Turning an agent into a host

The code change to make a local MAF agent hostable is small. The dev blog shows a minimal .NET form — drop these few lines into a standard ASP.NET Core app and you've got a hostable agent:

using Microsoft.Agents.AI.Foundry.Hosting;

var builder = WebApplication.CreateBuilder(args);
builder.Services.AddFoundryResponses(agent);

var app = builder.Build();
app.MapFoundryResponses();

app.Run();

The Microsoft Learn documentation shows a fuller, more canonical pattern that uses an AgentHost builder preconfigured for the Foundry hosting environment, plus an explicit protocol registration step:

using Azure.AI.AgentServer.Core;
using Azure.AI.Projects;
using Azure.Identity;
using Microsoft.Agents.AI;
using Microsoft.Agents.AI.Foundry.Hosting;

var projectEndpoint = new Uri(Environment.GetEnvironmentVariable("FOUNDRY_PROJECT_ENDPOINT")
    ?? throw new InvalidOperationException("FOUNDRY_PROJECT_ENDPOINT is not set."));
var deployment = Environment.GetEnvironmentVariable("AZURE_AI_MODEL_DEPLOYMENT_NAME") ?? "gpt-4o";

AIAgent agent = new AIProjectClient(projectEndpoint, new DefaultAzureCredential())
    .AsAIAgent(
        model: deployment,
        instructions: "You are a helpful AI assistant.",
        name: "my-agent");

var builder = AgentHost.CreateBuilder(args);
builder.Services.AddFoundryResponses(agent);
builder.RegisterProtocol("responses", endpoints => endpoints.MapFoundryResponses());

var app = builder.Build();
app.Run();

The two forms aren't really competing. The shorter one is the elevator-pitch version — useful for grasping how little ceremony there is. The longer one is what you'd actually write when you want explicit control over which protocols are exposed and how the host is configured. If you plan to surface both Responses and Invocations from the same container, the RegisterProtocol pattern is the way to do it.

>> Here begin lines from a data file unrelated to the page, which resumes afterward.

PR #1947, opened 2026-06-15
Replace `boost::optional` by `std::optional`

Flamefire:
Unify uses now that we require C++17

### DIFF
--- a/extras/ai-battle/main.cpp
+++ b/extras/ai-battle/main.cpp
@@ -16,8 +16,14 @@
 #include <boost/nowide/args.hpp>
 #include <boost/nowide/filesystem.hpp>
 #include <boost/nowide/iostream.hpp>
-#include <boost/optional.hpp>
 #include <boost/program_options.hpp>
+#if BOOST_VERSION >= 109000
+#    include <optional>
+using std::optional;
+#else
+#    include <boost/optional.hpp>
+using boost::optional;
+#endif
 
 namespace bnw = boost::nowide;
 namespace bfs = boost::filesystem;
@@ -28,8 +34,8 @@ int main(int argc, char** argv)
     bnw::nowide_filesystem();
     bnw::args _(argc, argv);
 
-    boost::optional<std::string> replay_path;
-    boost::optional<std::string> savegame_path;
+    optional<std::string> replay_path;
+    optional<std::string> savegame_path;
     unsigned random_init = static_cast<unsigned>(std::chrono::high_resolution_clock::now().time_since_epoch().count());
     unsigned random_ai_init = random_init;
 
--- a/libs/s25main/figures/nofDefender.h
+++ b/libs/s25main/figures/nofDefender.h
@@ -5,6 +5,7 @@
 #pragma once
 
 #include "nofActiveSoldier.h"
+#include <stdexcept>
 
 class nofAttacker;
 class nofPassiveSoldier;
--- a/libs/s25main/gameTypes/BuildingTypes.h
+++ b/libs/s25main/gameTypes/BuildingTypes.h
@@ -43,9 +43,9 @@ public:
 struct BldWorkDescription
 {
     /// Worker belonging to the building, if any
-    helpers::OptionalEnum<Job> job = boost::none;
+    helpers::OptionalEnum<Job> job = std::nullopt;
     /// Ware produced, if any
-    boost_variant2<GoodType, Job, boost::none_t> producedWare = boost::none;
+    boost_variant2<GoodType, Job, std::nullopt_t> producedWare = std::nullopt;
     // Required for use in aggregate initialization
     // NOLINTBEGIN(readability-redundant-member-init)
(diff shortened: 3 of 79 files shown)


extras/ai-battle/main.cpp
```diff
@@ -16,8 +16,14 @@
...
 #include <boost/nowide/iostream.hpp>
-#include <boost/optional.hpp>
 #include <boost/program_options.hpp>
+#if BOOST_VERSION >= 109000
+#    include <optional>
+using std::optional;
+#else
+#    include <boost/optional.hpp>
+using boost::optional;
+#endif
```
Flow86, line 26: do we really need this backward support?

libs/s25main/figures/nofDefender.h
Flow86: maybe move implementation into cpp file, then we dont need the `stdexcept`  include here

libs/s25main/gameTypes/BuildingTypes.h
```diff
@@ -43,9 +43,9 @@ class WaresNeeded
 struct BldWorkDescription
 {
     /// Worker belonging to the building, if any
-    helpers::OptionalEnum<Job> job = boost::none;
+    helpers::OptionalEnum<Job> job = std::nullopt;
     /// Ware produced, if any
-    boost_variant2<GoodType, Job, boost::none_t> producedWare = boost::none;
+    boost_variant2<GoodType, Job, std::nullopt_t> producedWare = std::nullopt;
```
Flow86, line 48: can't we use std::variant  too?

libs/s25main/ingameWindows/iwSettings.cpp
```diff
@@ -133,11 +133,10 @@ void iwSettings::Msg_ButtonClick(unsigned ctrl_id)
             SETTINGS.video.displayMode = DisplayMode(*GetCtrl<ctrlComboBox>(ID_cbDisplayMode)->GetSelection());
             SETTINGS.video.displayMode.resizeable = !grpWindowSize.GetCtrl<ctrlCheck>(ID_cbLockWindowSize)->isChecked();
             SETTINGS.interface.mapScrollMode =
-              static_cast<MapScrollMode>(GetCtrl<ctrlComboBox>(ID_cbMapScrollMode)->GetSelection().get());
+              static_cast<MapScrollMode>(*GetCtrl<ctrlComboBox>(ID_cbMapScrollMode)->GetSelection());
             SETTINGS.video.fullscreenSize = supportedResolutions_
-              [GetCtrl<ctrlGroup>(ID_grpResolution)->GetCtrl<ctrlComboBox>(ID_cbResolution)->GetSelection().get()];
-            const unsigned windowSizeSelection =
-              grpWindowSize.GetCtrl<ctrlComboBox>(ID_cbWindowSize)->GetSelection().get();
+              [*GetCtrl<ctrlGroup>(ID_grpResolution)->GetCtrl<ctrlComboBox>(ID_cbResolution)->GetSelection()];
```
Flow86: the `*` is ambigious, maybe use explicit `.value()` here, also can we make sure  a selection does exist? (clang-tidy with specific settings would cause a `unchecked optional access` warning here)

libs/s25main/world/GameWorld.cpp
```diff
@@ -994,7 +994,7 @@ bool GameWorld::ValidWaitingAroundBuildingPoint(const MapPoint pt, const MapPoin
             return false;
     }
     // object wall or impassable terrain increasing my path to target length to a higher value than the direct distance?
-    return FindHumanPath(pt, center, CalcDistance(pt, center)) != boost::none;
+    return FindHumanPath(pt, center, CalcDistance(pt, center)) != std::nullopt;
```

In Python, it's even shorter:

server = ResponsesHostServer(agent)
server.run()

Either way, the point Microsoft is making here is that the same agents and workflows you run locally are the ones that run in the sandbox. No rewrite, no separate "production version" of your code drifting away from the prototype.

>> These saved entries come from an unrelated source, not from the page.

PR #1948, opened 2026-06-15
Hunter: Use GetPointsInRadius() instead of square

morganchristiansson:
Hunter currently uses square, comments says it should be circle.
Update it to use new [GetPointsInRadius() pattern from nofSkinner.cpp](https://github.com/morganchristiansson/s25client/blob/hunter-radius/libs/s25main/figures/nofSkinner.cpp#L207) to find animals.
Also extract ANIMAL_RADIUS to shared constant used by Hunter, AI Hunter builder and Skinner.

This supports #1946 which displays building radius as outline.

### DIFF
--- a/libs/s25main/ai/aijh/AIPlayerJH.cpp
+++ b/libs/s25main/ai/aijh/AIPlayerJH.cpp
@@ -1965,51 +1965,26 @@ bool AIPlayerJH::HuntablesinRange(const MapPoint pt, unsigned min)
     // check first if no other hunter(or hunter buildingsite) is nearby
     if(aii.isBuildingNearby(BuildingType::Hunter, pt, 14))
         return false;
-    unsigned maxrange = 25;
-    unsigned short fx, fy, lx, ly;
-    const unsigned short SQUARE_SIZE = 19;
-    unsigned huntablecount = 0;
-    if(pt.x > SQUARE_SIZE)
-        fx = pt.x - SQUARE_SIZE;
-    else
-        fx = 0;
-    if(pt.y > SQUARE_SIZE)
-        fy = pt.y - SQUARE_SIZE;
-    else
-        fy = 0;
-    if(pt.x + SQUARE_SIZE < gwb.GetWidth())
-        lx = pt.x + SQUARE_SIZE;
-    else
-        lx = gwb.GetWidth() - 1;
-    if(pt.y + SQUARE_SIZE < gwb.GetHeight())
-        ly = pt.y + SQUARE_SIZE;
-    else
-        ly = gwb.GetHeight() - 1;
-    // Durchgehen und nach Tieren suchen
-    for(MapPoint p2(0, fy); p2.y <= ly; ++p2.y)
-    {
-        for(p2.x = fx; p2.x <= lx; ++p2.x)
+    const unsigned maxrange = 25;
+
+    const auto pointToAnimal = [this](const MapPoint pt, unsigned) -> const noAnimal* {
+        for(const noBase& fig : gwb.GetFigures(pt))
         {
-            // Search for animals
-            for(const noBase& fig : gwb.GetFigures(p2))
-            {
-                if(fig.GetType() == NodalObjectType::Animal)
-                {
-                    // Ist das Tier überhaupt zum Jagen geeignet?
-                    if(!static_cast<const noAnimal&>(fig).CanHunted())
-                        continue;
-                    // Und komme ich hin?
-                    if(gwb.FindHumanPath(pt, static_cast<const noAnimal&>(fig).GetPos(), maxrange))
-                    // Dann nehmen wir es
-                    {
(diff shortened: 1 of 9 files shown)


libs/s25main/figures/nofHunter.cpp
```diff
@@ -131,39 +131,24 @@ void nofHunter::HandleDerivedEvent(unsigned /*id*/)
 
 void nofHunter::TryStartHunting()
 {
-    // Find animals in a square around building (actually should be circle, but animals are moving anyway)
```
morganchristiansson, line 134: Literally says it should be a circle

libs/s25main/ai/aijh/AIPlayerJH.cpp
```diff
@@ -1965,51 +1965,26 @@ bool AIPlayerJH::HuntablesinRange(const MapPoint pt, unsigned min)
...
-            }
+            if(fig.GetType() == NodalObjectType::Animal)
+                return static_cast<const noAnimal*>(&fig);
         }
-    }
-    return false;
+        return nullptr;
+    };
+
+    const auto canAnimalBeHunted = [this, pt, maxrange](const noAnimal* const animal) {
```
Flamefire: This is almost exactly the code used in nofHunter, isn't it? Having to change it in 2 locations means we should have used a common method. Can you introduce a (probably static) method in `nofHunter`  for getting animals?

libs/s25main/gameData/GameConsts.h
```diff
@@ -41,6 +41,9 @@ constexpr auto gfs_to_duration(const unsigned gfs)
 /// Reichweite der Bergarbeiter
 constexpr unsigned MINER_RADIUS = 2;
 
+/// Suchradius für Tiere (Jäger, Gerber, KI)
```
Flamefire: Please no more new German comments, at some point all should be English

morganchristiansson: Changed to English. Most entries in this file have comments, and it adds context where it's used, so maybe worth keeping comment.

libs/s25main/ai/aijh/AIPlayerJH.cpp
morganchristiansson: Alright it's refactored to use nofHunter::GetAnimalsInRange()
nofSkinner.cpp also uses nofHunter::GetAnimalsInRange() but it uses CanBeSkinned() instead of CanHunted()

morganchristiansson:
Need some help here.
Test is failing on auto replay tests where AI behaviour has changed due to square->radius.

AI started bumping replay versions to keep legacy square for backwards compatibility. Is that a solution? But then we leave the old ugly square code in place.
https://github.com/Return-To-The-Roots/s25client/actions/runs/27752624950/job/82121998496?pr=1948

Flamefire:
> AI started bumping replay versions to keep legacy square for backwards compatibility. Is that a solution? But then we leave the old ugly square code in place.

I'd prefer that, it is valuable to keep replay working to recreate failures

morganchristiansson:
Ran the auto replay test locally and it passes now.
Not entirely happy about adding GameWorldBase::GetReplayMinorVersion() but some method to make current replay file version available is needed.

libs/s25main/world/GameWorldBase.h
```diff
@@ -67,6 +67,8 @@ class GameWorldBase : public World
     GameInterface* gi;
     std::unique_ptr<EconomyModeHandler> econHandler;
     std::unique_ptr<TradePathCache> tradePathCache;
+    /// Replay minor version when replaying. Set to current minor version for live games.
```
Flamefire, line 70: > Set to current minor version for live games.

Where?

tests/s25Main/autoplay/main.cpp
```diff
@@ -92,6 +92,7 @@ static void playReplay(const boost::filesystem::path& replayPath, const bool isS
             gameWorld.GetPlayer(i).MakeStartPacts();
     }
 
+    gameWorld.SetReplayMinorVersion(replay.GetMinorVersion());
```
morganchristiansson, line 95: here.

Replay is not accessible from hunter AI so that's why it's mirrored to GameWorldBase. Not ideal is it.

Flamefire: This is not the "live game" part. It is only ever set for replays.

morganchristiansson: Ah for live games it's default initialized to 255...

morganchristiansson:
Also, my memory may be wrong, but I recall original S2 the hunter would approach prey to within ~2 tiles and shoot at close range.
Observing the hunter in RttR he can be quite far away when shooting. Code says 4 tiles. It's not always clear which animal he's shooting, and sometimes there's other animals closer.

Not really in scope, except changing this might also affect replay compatibility.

The production niceties you don't have to build

A few things in this integration quietly solve problems that teams normally end up rolling themselves.

Versioning treats every deployment as an immutable snapshot, so canary and blue/green rollouts work out of the box, and rollback is instant. Observability is wired up automatically — APPLICATIONINSIGHTS_CONNECTION_STRING is injected at runtime, which means MAF's OpenTelemetry traces flow into Application Insights without extra configuration. Stateful sessions persist files and state across idle scale-downs. And if you've provisioned a Foundry Toolbox in the same project, the hosted agent can reach into it for the existing tool catalogue via a standard MCP endpoint.

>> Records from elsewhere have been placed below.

PR #1949, opened 2026-06-18
Fix and extend AI-Battle

MichalLabuda:
## Summary

Fixes several bugs in the `ai-battle` headless runner and extends it with new CLI options for wares, addons, and Lua scripting.

### Bug fixes

- **Player colors were unassigned** - `GeneratePlayerInfo` never set `pi.color`, so all AI players used a default/zero color. Now assigns colors from `PLAYER_COLORS` round-robin.
- **Map resources not initialized** - `MapLoader::SetupResources(world_)` was missing after `Load()`, which could cause out-of-sync errors when playing back replays created using ai-battle.
- **`--objective` flag was ignored** - `ggs.objective` was hardcoded to `TotalDomination` regardless of the `--objective` CLI argument. The hardcoded line is removed so the parsed option takes effect.

### New features

- **`--wares`** - controls starting wares for all players: `vlow` | `low` | `normal` (default) | `alot`.
    
- **`--settings`** - accepts an INI file with an `[addons]` section to configure addon settings. Section is the same as in CONFIG.INI file. Non-default selections are logged to stdout after loading. Requires `AddonList::getOptionName()` added to `AddonList` to display human-readable option names.
    
- **`--lua`** - loads and runs a Lua script via `MapLoader::LoadLuaScript`. The script is also embedded into the replay file when `--replay` is used. Requires a new `HeadlessLocalState` struct (implements `ILocalGameState`) to satisfy the interface; ~~Lua `SystemChat` messages are forwarded to stdout. Messages printed by Lua script are messing up the status table - future fix maybe)~~
    
- **`<RTTR_X>` path expansion** - all path options (`--map`, `--settings`, `--lua`, `--replay`, `--save`) now run through `RTTRCONFIG.ExpandPath()`, enabling `<RTTR_X>` placeholders and leading `~`. Previously `--replay` and `--save` passed paths through as-is.
    

### Help system

- Running without arguments or with invalid arguments now prints ~~a compact one-line usage hint instead of~~ the full option list.
- `--help` / `-h` prints full per-option descriptions plus a path expansion appendix ~~documenting all `<RTTR_X>` placeholders, their per-platform default values, and an example invocation.~~

Edit:
- LuaInterfaceBase::setSuppressStdout to suppress lua rttr:log stdout output, writes to log file only

### DIFF
--- a/extras/ai-battle/HeadlessGame.cpp
+++ b/extras/ai-battle/HeadlessGame.cpp
@@ -57,6 +57,7 @@ HeadlessGame::HeadlessGame(const GlobalGameSettings& ggs, const bfs::path& map, 
     {
         if(!loader.LoadLuaScript(game_, localState_, luaPath))
             throw std::runtime_error("Failed to load Lua script: " + luaPath.string());
+        world_.GetLua().setSuppressStdout(true);
         luaPath_ = luaPath;
         bnw::cout << "Lua script loaded: " << luaPath << '\n';
     }
--- a/extras/ai-battle/HeadlessGame.cpp
+++ b/extras/ai-battle/HeadlessGame.cpp
@@ -5,7 +5,6 @@
 #include "HeadlessGame.h"
 #include "EventManager.h"
 #include "GlobalGameSettings.h"
-#include "ILocalGameState.h"
 #include "PlayerInfo.h"
 #include "Savegame.h"
 #include "factories/AIFactory.h"
@@ -30,15 +29,6 @@ std::string HumanReadableNumber(unsigned num);
 namespace bfs = boost::filesystem;
 namespace bnw = boost::nowide;
 
-namespace {
-struct HeadlessLocalState : ILocalGameState
-{
-    unsigned GetPlayerId() const override { return 0; }
-    bool IsHost() const override { return true; }
-    std::string FormatGFTime(unsigned) const override { return ""; }
-    void SystemChat(const std::string& msg) override { bnw::cout << "[lua] " << msg << "\n"; }
-};
-} // namespace
 using bfs::canonical;
 
 #ifdef WIN32
@@ -166,9 +156,8 @@ void HeadlessGame::RecordReplay(const bfs::path& path, unsigned random_init)
 
 void HeadlessGame::LoadLuaScript(const bfs::path& luaPath)
 {
-    HeadlessLocalState state;
     MapLoader loader(world_);
-    if(!loader.LoadLuaScript(game_, state, luaPath))
+    if(!loader.LoadLuaScript(game_, localState_, luaPath))
         throw std::runtime_error("Failed to load Lua script: " + luaPath.string());
     luaPath_ = luaPath; // remember for embedding in the replay
     bnw::cout << "Lua script loaded: " << luaPath << '\n';
--- a/extras/ai-battle/HeadlessGame.cpp
+++ b/extras/ai-battle/HeadlessGame.cpp
@@ -1,10 +1,11 @@
-// Copyright (C) 2005 - 2024 Settlers Freaks (sf-team at siedler25.org)
+// Copyright (C) 2005 - 2026 Settlers Freaks (sf-team at siedler25.org)
 //
 // SPDX-License-Identifier: GPL-2.0-or-later
 
 #include "HeadlessGame.h"
 #include "EventManager.h"
 #include "GlobalGameSettings.h"
+#include "ILocalGameState.h"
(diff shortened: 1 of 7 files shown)


extras/ai-battle/HeadlessGame.cpp
```diff
@@ -27,6 +29,16 @@ std::string HumanReadableNumber(unsigned num);
...
 namespace bfs = boost::filesystem;
 namespace bnw = boost::nowide;
+
+namespace {
+struct HeadlessLocalState : ILocalGameState
+{
+    unsigned GetPlayerId() const override { return 0; }
+    bool IsHost() const override { return true; }
+    std::string FormatGFTime(unsigned) const override { return ""; }
+    void SystemChat(const std::string& msg) override { bnw::cout << "[lua] " << msg << "\n"; }
```
Flamefire: As you noticed this messes up the table. I'd say we don't need the output

extras/ai-battle/HeadlessGame.cpp
```diff
@@ -138,13 +151,29 @@ void HeadlessGame::RecordReplay(const bfs::path& path, unsigned random_init)
...
         replay_.AddPlayer(world_.GetPlayer(playerId));
     replay_.ggs = game_.ggs_;
     if(!replay_.StartRecording(path, mapInfo, random_init))
         throw std::runtime_error("Replayfile could not be opened!");
 }
 
+void HeadlessGame::LoadLuaScript(const bfs::path& luaPath)
+{
+    HeadlessLocalState state;
+    MapLoader loader(world_);
```
Flamefire: That looks odd:
- Why do we need the loader?
- Does the local `HeadlessLocalState` cause a dangling reference?

Flamefire (changes requested):
> <RTTR_X> path expansion - all path options (--map, --settings, --lua, --replay, --save) now run through RTTRCONFIG.ExpandPath(), enabling <RTTR_X> placeholders and leading ~. Previously --replay and --save passed paths through as-is.

This looks a bit overkill to me. What is your use case for that?

extras/ai-battle/HeadlessGame.cpp
MichalLabuda: Removed LoadLuaScript entirely. Moved logic to the HeadlessGame constructor.

MichalLabuda:
> > <RTTR_X> path expansion - all path options (--map, --settings, --lua, --replay, --save) now run through RTTRCONFIG.ExpandPath(), enabling <RTTR_X> placeholders and leading ~. Previously --replay and --save passed paths through as-is.
> 
> This looks a bit overkill to me. What is your use case for that?

I don't exactly know if you're referring to the admittedly a bit excessive help text printout or to the use of ExpandPath() itself.
However I didn't like the help text my self so I reverted back to the original style.
About ExpandPath(), I used only RTTR_USERDATA. I find it very useful here for easy access to MAPS, REPLAYS, PRESETS etc. 
In help text I mention only about this single placeholder.

extras/ai-battle/HeadlessGame.cpp
MichalLabuda: I've changed the override and introduced `suppressStdout` flag to `LuaInterfaceBase` to redirect `rttr:log` output to file-only (`LuaInterfaceBase::log`)

Flamefire (dismissed):

MichalLabuda:
@Flamefire  Clang-tidy failed on one line so I had to push a commit which disabled your auto-merge. Please re-enable it. Thanks.

Flamefire (dismissed):

Flamefire:
Merge conflict to resolve

MichalLabuda:
> Merge conflict to resolve

Missed that. I've merged master.

Flamefire (approved):

extras/ai-battle/main.cpp
```diff
@@ -29,13 +35,47 @@ namespace bnw = boost::nowide;
...
+        bnw::cout << "Note: no [addons] section in " << iniPath << ", using defaults.\n";
+        return;
+    }
+
+    unsigned loaded = 0;
+    for(const auto& entry : *addons)
+    {
+        try
+        {
+            const auto id = static_cast<AddonId>(std::stoul(entry.first));
```
Flamefire: Just seen this small but possibly important part: Use `s25util::*FromStringClassic` to avoid locale-dependent behavior when reading config files.

Flamefire (changes requested):

Flamefire (approved):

None of these are revolutionary on their own. The value is that they're all there together, and you don't have to assemble them.

Where this sits in the broader picture

The Agent Framework gives you a programming model — chat clients, tools, MCP integrations, context providers, middleware, multi-step workflows — that looks the same in .NET and Python. Foundry Hosted Agents give that model a managed runtime. Microsoft says the integration is heading toward general availability, with more to come.

For teams already prototyping with MAF, the practical question is whether the production benefits outweigh the cost of committing to Foundry as the runtime — and whether the preview status is acceptable for your use case. For many shops in the Microsoft ecosystem, the answer will be straightforward — you're already there. For others, the appeal will depend on how much custom infrastructure they've built around their existing agents.

Agent deployment is one of those topics that splits a room of European architects neatly down the middle — half want managed everything, half want VNet-bound control over every byte. It's exactly the kind of debate that fills the corridors at ECS, where the questions about where production agents actually belong tend to be louder than the answers.